**Work order:**
Beginning with the first line, transcribe the entries below exactly through the line containing "negUnlKeys.erase(*negUnlToReEnable);", inclusive.

──────────

PR #4267, opened 2022-08-04
refactor NegativeUNL class - use PublicKey instead of NodeID

ckeshava:
Summary of changes:

- refactor NegativeUNL class to use PublicKey instead of NodeID 
- modify the constructors of STValidation to include masterPubKey_ 
- major changes to unit tests of NegativeUNL and STValidation

- [ x] Tests (You added tests for code that already exists, or your new feature included in this PR)

### DIFF
--- a/src/ripple/app/misc/NegativeUNLVote.cpp
+++ b/src/ripple/app/misc/NegativeUNLVote.cpp
@@ -23,8 +23,8 @@
 
 namespace ripple {
 
-NegativeUNLVote::NegativeUNLVote(NodeID const& myId, beast::Journal j)
-    : myId_(myId), j_(j)
+NegativeUNLVote::NegativeUNLVote(PublicKey const& myValPubKey, beast::Journal j)
+    : myValPubKey_(myValPubKey), j_(j)
 {
 }
 
@@ -41,20 +41,9 @@ NegativeUNLVote::doVoting(
     // -- pick one to disable and one to re-enable if any
     // -- if found candidates, add ttUNL_MODIFY Tx
 
-    // Build NodeID set for internal use.
-    // Build NodeID to PublicKey map for lookup before creating ttUNL_MODIFY Tx.
-    hash_set<NodeID> unlNodeIDs;
-    hash_map<NodeID, PublicKey> nidToKeyMap;
-    for (auto const& k : unlKeys)
-    {
-        auto nid = calcNodeID(k);
-        nidToKeyMap.emplace(nid, k);
-        unlNodeIDs.emplace(nid);
-    }
-
     // Build a reliability score table of validators
-    if (std::optional<hash_map<NodeID, std::uint32_t>> scoreTable =
-            buildScoreTable(prevLedger, unlNodeIDs, validations))
+    if (std::optional<hash_map<PublicKey, std::uint32_t>> scoreTable =
+            buildScoreTable(prevLedger, unlKeys, validations))
     {
         // build next negUnl
         auto negUnlKeys = prevLedger->negativeUNL();
@@ -65,39 +54,28 @@ NegativeUNLVote::doVoting(
         if (negUnlToReEnable)
             negUnlKeys.erase(*negUnlToReEnable);
 
-        hash_set<NodeID> negUnlNodeIDs;
-        for (auto const& k : negUnlKeys)
-        {
-            auto nid = calcNodeID(k);
-            negUnlNodeIDs.emplace(nid);
-            if (!nidToKeyMap.count(nid))
-            {
-                nidToKeyMap.emplace(nid, k);
-            }
-        }
-
         auto const seq = prevLedger->info().seq + 1;
         purgeNewValidators(seq);
 
         // Process the table and find all candidates to disable or to re-enable
         auto const candidates =
-            findAllCandidates(unlNodeIDs, negUnlNodeIDs, *scoreTable);
+            findAllCandidates(unlKeys, negUnlKeys, *scoreTable);
 
         // Pick one to disable and one to re-enable if any, add ttUNL_MODIFY Tx
         if (!candidates.toDisableCandidates.empty())
         {
             auto n =
                 choose(prevLedger->info().hash, candidates.toDisableCandidates);
-            assert(nidToKeyMap.count(n));
-            addTx(seq, nidToKeyMap[n], ToDisable, initialSet);
+            assert(unlKeys.count(n));
+            addTx(seq, n, ToDisable, initialSet);
         }
 
         if (!candidates.toReEnableCandidates.empty())
         {
             auto n = choose(
                 prevLedger->info().hash, candidates.toReEnableCandidates);
-            assert(nidToKeyMap.count(n));
-            addTx(seq, nidToKeyMap[n], ToReEnable, initialSet);
+            assert(negUnlKeys.count(n));
+            addTx(seq, n, ToReEnable, initialSet);
         }
     }
 }
@@ -114,7 +92,6 @@ NegativeUNLVote::addTx(
         obj.setFieldU32(sfLedgerSequence, seq);
         obj.setFieldVL(sfUNLModifyValidator, vp.slice());
     });
-
     uint256 txID = negUnlTx.getTransactionID();
     Serializer s;
     negUnlTx.add(s);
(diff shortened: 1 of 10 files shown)


src/ripple/app/misc/NegativeUNLVote.cpp
```diff
@@ -135,29 +112,28 @@ NegativeUNLVote::addTx(
...
 {
     assert(!candidates.empty());
-    static_assert(NodeID::bytes <= uint256::bytes);
-    NodeID randomPad = NodeID::fromVoid(randomPadData.data());
-    NodeID txNodeID = candidates[0];
+    PublicKey chosenValPubKey = candidates[0];
     for (int j = 1; j < candidates.size(); ++j)
     {
-        if ((candidates[j] ^ randomPad) < (txNodeID ^ randomPad))
+        if ((*candidates[j].data() ^ *randomPadData.data()) <
```
chennakeshava1998, line 124: @nbougalis  Is this a good way to compare the candidate validators? I'm not sure if `*candidates[j].data()` is the best way to extract the data in the public key.

src/ripple/protocol/PublicKey.h
```diff
@@ -129,12 +129,9 @@ class PublicKey
     {
         return slice();
     }
-};
 
-/** Print the public key to a stream.
- */
-std::ostream&
-operator<<(std::ostream& os, PublicKey const& pk);
+    friend std::string to_string(PublicKey const&);
```
chennakeshava1998, line 133: @nbougalis  I added this additional method. Is this okay?

chennakeshava1998:
I executed this command `git-clang-format --extensions c,cpp,h,cxx,ipp develop` but it did not modify any files. Any idea on why the CI checks are failing?

wojake:
What's the benefit of this?

nbougalis:
> What's the benefit of this?

This is a WIP and, once complete, will improve the code is several ways, including by making sure the implementation of the `NegativeUNL` feature more faithfully aligns with the specification, eliminating the need for converting public keys to node IDs, simplifying the code that calculate the set of changes to the negative UNL and more, and pave the way to simplifying the `SecretKey` and `PublicKey` classes, by eliminating their default constructors, which will help simplify other parts of the code.

It will require an amendment, when it's ready.

src/ripple/app/misc/NegativeUNLVote.cpp
cryptobrad, line 124: This is very wrong. You XOR the pointers so this will be different only every mahcine. Also if you change the NodeID to PublicKey will require amendment because it changes the selection logic for the candidate.

chennakeshava1998: 1. I'm dereferencing the pointers, so I'm using the data contained within these pointers. I'm not using the actual pointer themselves.
2. Yes, this code change will require an amendment.

intelliot:
@ckeshava do you still think this change is worth making?

ckeshava:
Hello,
Yes, this change would reduce the memory usage of the rippled servers. It's been quite a while since I looked at the codebase, so some refactoring might be required.

ckeshava:
thanks for the comments @drlongle  It's been a while since I made these changes, so I have lost context. I'll take a look at your suggestions and make the necessary changes.

intelliot:
note: this simplifies parts of the NegativeUNL calculation and may add value to the code base

scottschurr:
I have not looked closely at this pull request.  That said, I'm not convinced that the proposed change brings enough value to justify...

1. The risk associated with the change, or
2. The costs associated with the change (review time spent, testing costs, and an additional amendment).

It looks like this change was initially intended to be part of a larger sweep of changes that @nbougalis had in mind.  Without Nik's hand on the rudder I don't foresee that larger sweep coming to fruition.  So I need to look at this proposed change in isolation.

For my eyes, at least, the risk and costs associated with this proposed change out weigh any benefits I perceive.

I'm open to being convinced otherwise.

src/ripple/app/misc/NegativeUNLVote.cpp
ckeshava: I believe it requires an amendment because it changes the rules for Negative UNL selection. At the moment, Node IDs are used in the selection, but the specification and the documentation for NegativeUNL indicates that PublicKey is used for the same.

ckeshava:
Hello,
1. **Correctness**
The documentation states that we have to use the public keys to choose a candidate for the negative UNL. But we are using the `NodeID` in such calculations [here](https://github.com/XRPLF/rippled/blob/1151fba415a5949adfa1bca8bebf135355a0619c/src/ripple/app/misc/NegativeUNLVote.cpp#L149)
image

This would entail changes to the consensus portion of the code. But in my perspective, this fixes a mistake in the code, it is not a new feature addition. Hence, an amendment should not be required, as much as an extensive code review.

I'm not familiar with the amendment process. Were amendments required for bug fixes in the past?


2. **Efficiency**
At the moment, we are [inter-converting](https://github.com/XRPLF/rippled/blob/1151fba415a5949adfa1bca8bebf135355a0619c/src/ripple/app/misc/NegativeUNLVote.cpp#L48) between `NodeID` and `PublicKey` at every voting ledger (255th ledger). This conversion is not necessary and could be eliminated.


3. **Accuracy of documentation**
I'm not convinced that the code adheres to the documentation apropos the reliability calculation.
image
The code checks if a peer has sent a validation [here](https://github.com/XRPLF/rippled/blob/1151fba415a5949adfa1bca8bebf135355a0619c/src/ripple/app/misc/NegativeUNLVote.cpp#L203). If so, the score is incremented by 1. While this ensures good network connectivity with the peer, it does not check the *behavior/non-maliciousness* of the peer. If the peer sends incorrect validations about a ledger, I believe the code would still increment the count by 1.

I feel its a good change for all these reasons.

@pwang200 You worked on this piece of code, I'd love to hear your opinions too

scottschurr:
@ckeshava, thanks for that documentation.  That helps.  And I too would appreciate hearing @pwang200's opinion regarding this change.

Regarding the three points you bring up:

1. Correctness: you are citing part of the XRPL.org documentation: https://xrpl.org/negative-unl.html#choosing-from-multiple-candidate-validators.  It seems like the easier path would be to fix that documentation.  Adding an amendment so that (working) code matches the documentation seems backwards to me.
2. Efficiency: you have a point here, that the interconversion is unnecessary.  However, does improving this particular efficiency measurably impact the efficiency of the server?  The efficiency argument should come with measurements.  There are lots of places where the server is inefficient.  We have to select places to change so that we make measurable improvements.
3. Reliability Measurement: I see you arguing that the current code does not check the...

> the *behavior/non-maliciousness* of the peer.

But it looks like this pull request does nothing to change that situation.  I don't see any changes in this pull request in `NegativeUNLVote::buildScoreTable()` to check the maliciousness of the peer more than what is currently done.  That portion of the pull request looks like it's simply switching from checking `NodeID`s to `PublicKey`s.

So to my eyes there are two good paths forward with this pull request:

1. Show numbers demonstrating that the improved efficiency from the pull request justifies the change, or
2. Close the pull request and fix the documentation so it describes the actual (current) behavior of the code.

Thoughts?  I'm still open to being convinced that this pull request has _sufficient_ merit to justify it going forward.  But I'm not convinced yet.

ckeshava:
@scottschurr  thanks for looking into it.
I agree with all of your points. Since this code runs only during the flag ledgers, the marginal improvements to efficiency might not amount to much.

I noticed the point-3 a few minutes ago and I thought I'll discuss it here. But, I don't have the foggiest idea on how to tackle it, I'll explore it 👍

pwang200:
I agree with what Scott said. 

Regarding point-1, the goal is that validators can agree on the candidate if there are more than 1, assuming the validators have the same set of candidates. So what we need is a deterministic way to sort them. It doesn't matter if public key or the nodeID is used. Although inconsistent with the doc, but the code does what it should do. It is easier to change the doc. 

This will need an amendment. Because if some nodes use nodeID to sort and some nodes use public key to sort, they will pick different candidates. An amendment ensures that all nodes use the same data to sort. 

Regarding point-2, if we can avoid the inter-converting between NodeID and PublicKey, (it was not obvious to me how to avoid inter-converting 3.5 years ago, but if we can now...) that is good. But I am not sure if the performance improvement is measurable.

ckeshava:
@pwang200 thanks for weighing in your opinions. I agree with your points 👍

ckeshava:
Hello,
Considering the pros and cons of this PR, I'm choosing to close it. As rightly pointed out by Scott Schurr and Peng Wang, the efficiency benefits brought about by this PR is eclipsed by the risk and amendment requirements.

Thanks for looking into this PR!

──────────

**Response for this exercise:**
PR #4267, opened 2022-08-04
refactor NegativeUNL class - use PublicKey instead of NodeID

ckeshava:
Summary of changes:

- refactor NegativeUNL class to use PublicKey instead of NodeID 
- modify the constructors of STValidation to include masterPubKey_ 
- major changes to unit tests of NegativeUNL and STValidation

- [ x] Tests (You added tests for code that already exists, or your new feature included in this PR)

### DIFF
--- a/src/ripple/app/misc/NegativeUNLVote.cpp
+++ b/src/ripple/app/misc/NegativeUNLVote.cpp
@@ -23,8 +23,8 @@
 
 namespace ripple {
 
-NegativeUNLVote::NegativeUNLVote(NodeID const& myId, beast::Journal j)
-    : myId_(myId), j_(j)
+NegativeUNLVote::NegativeUNLVote(PublicKey const& myValPubKey, beast::Journal j)
+    : myValPubKey_(myValPubKey), j_(j)
 {
 }
 
@@ -41,20 +41,9 @@ NegativeUNLVote::doVoting(
     // -- pick one to disable and one to re-enable if any
     // -- if found candidates, add ttUNL_MODIFY Tx
 
-    // Build NodeID set for internal use.
-    // Build NodeID to PublicKey map for lookup before creating ttUNL_MODIFY Tx.
-    hash_set<NodeID> unlNodeIDs;
-    hash_map<NodeID, PublicKey> nidToKeyMap;
-    for (auto const& k : unlKeys)
-    {
-        auto nid = calcNodeID(k);
-        nidToKeyMap.emplace(nid, k);
-        unlNodeIDs.emplace(nid);
-    }
-
     // Build a reliability score table of validators
-    if (std::optional<hash_map<NodeID, std::uint32_t>> scoreTable =
-            buildScoreTable(prevLedger, unlNodeIDs, validations))
+    if (std::optional<hash_map<PublicKey, std::uint32_t>> scoreTable =
+            buildScoreTable(prevLedger, unlKeys, validations))
     {
         // build next negUnl
         auto negUnlKeys = prevLedger->negativeUNL();
@@ -65,39 +54,28 @@ NegativeUNLVote::doVoting(
         if (negUnlToReEnable)
             negUnlKeys.erase(*negUnlToReEnable);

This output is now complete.